I traveled further than ever from the imposing Hive building. The grounds were quite extensive, and I knew from the “welcome” package, which was as dreary as the ones you probably got in prison, that there was about ten acres of land here. A large chunk was taken up by the enormous building, but still plenty of nature remained. The government had forbidden the vamps from building more housing or extending the Hive. They were trying to keep the numbers contained.

I found myself in a section of the forest which I’d never been before, the canopy thick and dense, and it was dark and cold on the ground level. Winter was so damn close I could feel the chill in the air, smell the fresh scent which usually meant ice or snow was around the corner. As I strolled further through the tightly-packed forest, I fought for a sense of … something. I was lost. On the other hand, things were actually okay in the Hive. I had Ryder and the guys, I was going to be an enforcer— which was a hell of a lot better than “hello, can I take your call”—but still, this feeling of unease remained.

As the trees thinned, I emerged out into a large open space. I could see the high, wired fences in the distance, and hear cars, so I was probably close to the front entrance. It took me about five seconds to recognize where I had ended up. Since arriving here I’d tried to avoid this particular spot, consciously and subconsciously. I really hadn’t wanted to deal with it. But of course, like all suppressed things, something eventually forces them to the surface.

Sucking in a deep breath, I squared my shoulders, got all brave and stomped across to the very spot where I had been dragged and almost raped. Everything looked a little different now. The ground was rough, the grass browning off and starting to die. The last time it had been dark, the shadows casting the entire world into something that seemed sinister and petrifying.

Crouching down, I dropped both of my hands into the grass, scraping across the hard dirt below. I had fought my attackers, but there were two of them and they were so much stronger than me. I knew at the time there was no way for me to escape, and that if I just lay there and accepted my fate, they might let me live.

But of course, I would have preferred death over letting those two animals think they had broken me. I was a fighter.

I had to squeeze my eyes tightly as images and emotions flashed through me. It was disorienting and overwhelming, mostly because I had refused to let myself dwell on it too much. After it happened I wouldn’t speak on it, only giving my mom and Tessa the very barest of information. I had gotten very good at suppressing that night, and instead had focused on becoming physically stronger. Emotional strength, as always, was a lot harder.

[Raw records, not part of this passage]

PR #1144, opened 2018-02-05
Enable trailing functions

ronkok:
In general, TeX functions should not parse if an argument is omitted. So `{\sqrt}` should throw an error. But there seems to be an exception. That is when the function is written at the end of an expression and the parser encounters EOF instead of the argument.

Don’t believe me? Well, here are some examples rendered from http://www.quicklatex.com.

 1.  `\( \sqrt \)` renders as sqrt
 2.  `\( \frac{a}{a} \frac a \)` renders as frac
3.  `\( \xrightarrow \)` renders as xrightarrow

This PR captures that behavior and edits several parse tests to accommodate the change.

A side benefit will occur at http://utensil-site.github.io/available-in-katex/, where four extensible arrows will flip from red to green.

### DIFF
--- a/src/Parser.js
+++ b/src/Parser.js
@@ -628,7 +628,7 @@ export default class Parser {
                     arg = newArgument(this.handleUnsupportedCmd(), nextToken);
                 } else if (this.nextToken.text === "EOF") {
                     args.push(new ParseNode("text", {body: [], type: "text",
-                        }, this.mode));
+                    }, this.mode));
                     continue;
                 } else {
                     throw new ParseError(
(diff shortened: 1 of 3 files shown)


edemaine:
I don't believe you. 😄 I just tried the first example, in actual LaTeX, and both `$\sqrt$` and `\(\sqrt\)` generate errors:

```
! Missing { inserted.
<to be read again>
                   $
l.8 $\sqrt$

?
! Missing } inserted.
<inserted text>
                }
l.8 $\sqrt$

?
! Missing { inserted.
<to be read again>
                   $
l.10 \(\sqrt\)

?
! Missing } inserted.
<inserted text>
                }
l.10 \(\sqrt\)

?
```

Of course, TeX does its best to fill these in, and adds a blank argument (so it becomes `\sqrt{}`), but I don't think KaTeX should support this.  I'm pretty sure that's what's happening in the `\frac` example too -- TeX is just doing its best and adds another blank argument.

I haven't tried the other examples, though, so feel free to argue for more specific examples.

ronkok:
Then we'll forget it.

PR #1145, opened 2018-02-06
Add \nobreakspace

ronkok:


ronkok:
> Do we want a Unicode mapping for one of these

Maybe not. One can already get a non-breaking space using `~`. Also, `unicode-math-table.txt` contains no alias for U+00A0.

edemaine:
Sounds good; thanks for checking!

It took me a while, sitting there on that cold, hard ground, eyes closed, emotions a mess
, tears leaking from my eyes. Eventually the ache in my chest and stomach started to abate, until
I could finally open my eyes and see the world around me again.

On the rare occasions I allowed myself to remember that night, it was only to wonder who the male was who had saved me. At the time I’d been out of
it, overcome with fear, and the entire thing came back in flashes. But the Viking male, with his broad, strong and kind face
, was permanently imprinted on my mind. A vampire who was actually caring enough to stop a human female from being raped. Seemed as if Lucas wasn’t the only one I could trust, but Viking vamp had completely disappeared.

It kind of made me sad that I would never know his name.

My legs protested as I straightened. I wondered how long I’d been crouched there for. Probably long enough that someone in the Hive was looking for me. No doubt the enforcers had realized I was not with Jayden and were probably storming the place searching for me.

Shit!
I hadn’t meant to stay out this long. It was a real asshole move to make them worry about me. Stupid memories.

I spun around, preparing to sprint my butt back through the trees, knowing I was going to get majorly ass-kicked by Ryder, which I totally deserved. But before I could even take a step, the figure standing about three yards from me had me grinding to a halt. The enforcer looked kind of pissed off, and yet at the same time he didn’t.